Sustainable, high-performance paper coating material could reduce microplastic pollution

Plastic pollution presents a global challenge that must be solved. In particular, packaging accounts for 30–50% of the total plastic consumption. While paper packaging is eco-friendly, it lacks crucial functionalities like moisture resistance and strength. Traditional coating materials exacerbate plastic pollution, prompting the need for sustainable alternatives.

Polyethylene (PE) and ethylene vinyl alcohol (EVOH) are typically used as coating materials to improve the low barrier properties of paper packaging, but these substances do not decompose and worsen microplastic pollution when disposed of in the natural environment.

In response to this problem, packaging materials made from bio-based substances and biodegradable plastics have been developed, but in most cases, as the packaging performance improves, the biodegradability diminishes rapidly.

A joint research team led by Professor Jaewook Myung of the Department of Civil and Environmental Engineering, Professor Hanseul Yang of the Department of Life Sciences, and Professor Jongcheol Seo of the Department of Packaging and Logistics at Yonsei University tackled the challenge of balancing packaging performance and sustainability. They successfully developed a sustainable, marine biodegradable, high-performance paper coating material.

The work was published in the journals Green Chemistry and Food Chemistry.

The team utilized boric acid-crosslinked poly(vinyl alcohol) (PVA), a biodegradable plastic, to coat the paper, thereby enhancing its biodegradability, barrier properties, and strength. The resulting coated paper exhibited superior performance compared to conventional plastics, with excellent barrier properties and physical strength, even in humid conditions.

The team also conducted an in-depth examination of biodegradation and biocompatibility to systematically evaluate the sustainability of the newly developed coated paper. Biodegradation was assessed by simulating the marine environment, known for its challenging biodegradability conditions.

The team employed a respiratory system-based bioreactor to measure the degree of carbon mineralization into carbon dioxide. After 111 days of biodegradation, it was found that the coated papers achieved 59–82% biodegradation depending on the coating component.

The phenomenon in which marine bacteria are decomposing the coating material was captured through a scanning electron microscope. In addition, in vitro biocompatibility was confirmed through human embryonic kidney and mouse embryonic fibroblast cells, as well as high in-vivo biocompatibility of the coated paper was verified through mouse experiments.

Through this study, the joint research team proposed a coating strategy that can improve packaging performance while upholding sustainability to address the drawbacks of paper packaging. The boric acid-crosslinked PVA-coated paper eliminates the need for artificial composting conditions or sewage treatment facilities.

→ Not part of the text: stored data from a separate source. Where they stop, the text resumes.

PR #4379, opened 2024-10-04
Replace `var_` with `print_` in Lexer / Token ?

smnandre:
While playing with the Lexer, using `Token::typeToEnglish()` and reading the docs, this change _felt_ more coherent to me. By keeping the old constants, I believe it will be BC-safe.

Please let me know what you think (especially if I'm missing something here..).

### DIFF
--- a/doc/internals.rst
+++ b/doc/internals.rst
@@ -32,8 +32,8 @@ The lexer tokenizes a template source code into a token stream (each token is
 an instance of ``\Twig\Token``, and the stream is an instance of
 ``\Twig\TokenStream``). The default lexer recognizes 15 different token types:
 
-* ``\Twig\Token::BLOCK_START_TYPE``, ``\Twig\Token::BLOCK_END_TYPE``: Delimiters for blocks (``{% %}``)
-* ``\Twig\Token::VAR_START_TYPE``, ``\Twig\Token::VAR_END_TYPE``: Delimiters for variables (``{{ }}``)
+* ``\Twig\Token::BLOCK_START_TYPE``, ``\Twig\Token::BLOCK_END_TYPE``: Delimiters for blocks statements (``{% %}``)
+* ``\Twig\Token::PRINT_START_TYPE``, ``\Twig\Token::PRINT_END_TYPE``: Delimiters for print statements (``{{ }}``)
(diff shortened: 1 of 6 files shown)


doc/internals.rst
```diff
@@ -32,8 +32,8 @@ The lexer tokenizes a template source code into a token stream (each token is
 an instance of ``\Twig\Token``, and the stream is an instance of
 ``\Twig\TokenStream``). The default lexer recognizes 15 different token types:
 
-* ``\Twig\Token::BLOCK_START_TYPE``, ``\Twig\Token::BLOCK_END_TYPE``: Delimiters for blocks (``{% %}``)
-* ``\Twig\Token::VAR_START_TYPE``, ``\Twig\Token::VAR_END_TYPE``: Delimiters for variables (``{{ }}``)
+* ``\Twig\Token::BLOCK_START_TYPE``, ``\Twig\Token::BLOCK_END_TYPE``: Delimiters for blocks statements (``{% %}``)
```
jdreesen:
```suggestion
* ``\Twig\Token::BLOCK_START_TYPE``, ``\Twig\Token::BLOCK_END_TYPE``: Delimiters for block statements (``{% %}``)
```

smnandre: Good catch, thanks!

src/Lexer.php
```diff
@@ -63,10 +68,15 @@ public function __construct(Environment $env, array $options = [])
     {
         $this->env = $env;
 
+        if (isset($options['tag_variable'])) {
+            trigger_deprecation('twig/twig', '3.XX', 'The "tag_variable" option is deprecated, use "tag_print" instead.');
```
fabpot, line 72:
```suggestion
            trigger_deprecation('twig/twig', '3.15', 'The "tag_variable" option is deprecated, use "tag_print" instead.');
```

fabpot (commented):
About the name: as we're using `yield` now, I'm wondering if it should be `OUTPUT_START_TYPE` or maybe `OUT_START_TYPE`?

fabpot:
Jinja2 uses VARIABLE like us: https://github.com/pallets/jinja/blob/main/src/jinja2/lexer.py#L176

smnandre:
Well let's close then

Being biodegradable in natural environments and characterized by low toxicity, this newly coated paper does not exacerbate environmental pollution when accidentally discarded. Thus, it presents a sustainable substitute for plastic packaging materials.

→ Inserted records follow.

PR #4382, opened 2024-10-06
Fix deprecation dep feature

fabpot:


src/ExpressionParser.php
```diff
@@ -147,7 +150,7 @@ private function triggerPrecedenceDeprecations(AbstractExpression $expr, Token $
                     continue;
                 }
                 if ($node->hasAttribute('operator') && $operatorName === $node->getAttribute('operator')) {
-                    trigger_deprecation($change->getPackage(), $change->getVersion(), \sprintf('Add explicit parentheses around the "%s" unary operator to avoid behavior change in the next major version as its precedence will change in "%s" at line %d.', $target, $this->parser->getStream()->getSourceContext()->getName(), $token->getLine()));
+                    trigger_deprecation($change->getPackage(), $change->getVersion(), \sprintf('Add explicit parentheses around the "%s" unary operator to avoid behavior change in the next major version as its precedence will change in "%s" at line %d.', $target, $this->parser->getStream()->getSourceContext()->getName(), $node->getTemplateLine()));
```
fabpot, line 153: I added some tests to make sure we report the correct line.

src/ExpressionParser.php
```diff
@@ -105,19 +106,21 @@ public function parseExpression($precedence = 0, $allowArrow = false, bool $depr
             } elseif (isset($op['callable'])) {
                 $expr = $op['callable']($this->parser, $expr);
             } else {
-                $expr1 = $this->parseExpression(self::OPERATOR_LEFT === $op['associativity'] ? $op['precedence'] + 1 : $op['precedence'], true);
+                $previous = $this->setDeprecationCheck(true);
```
fabpot, line 109: I added a test that would fail without this.

src/ExpressionParser.php
```diff
@@ -105,19 +106,21 @@ public function parseExpression($precedence = 0, $allowArrow = false, bool $depr
...
             }
 
             $expr->setAttribute('operator', 'binary_'.$token->getValue());
 
-            $previousToken = $token;
-            $token = $this->parser->getCurrentToken();
-        }
+            $this->triggerPrecedenceDeprecations($expr, $token);
 
-        if ($deprecationCheck) {
```
fabpot, line 119: Not needed as the `setExplicitParentheses()` is set before the check here. The `deprecationCheck` is only useful for unary operators.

Professor Jaewook Myung at KAIST, who led the sustainability study of coated paper, said, "The development of a marine biodegradable high-performance paper coating is the result of combining the innovative technologies of three leading research teams in each field. We will continue to develop sustainable materials with excellent performance."

Professor Jongchul Seo of Yonsei University, who led the research on the development of high-performance paper coating, said, "Through this research, we have developed a sustainable paper packaging technology that can replace non-degradable plastic packaging, and we expect the research outcome will be applied in industry."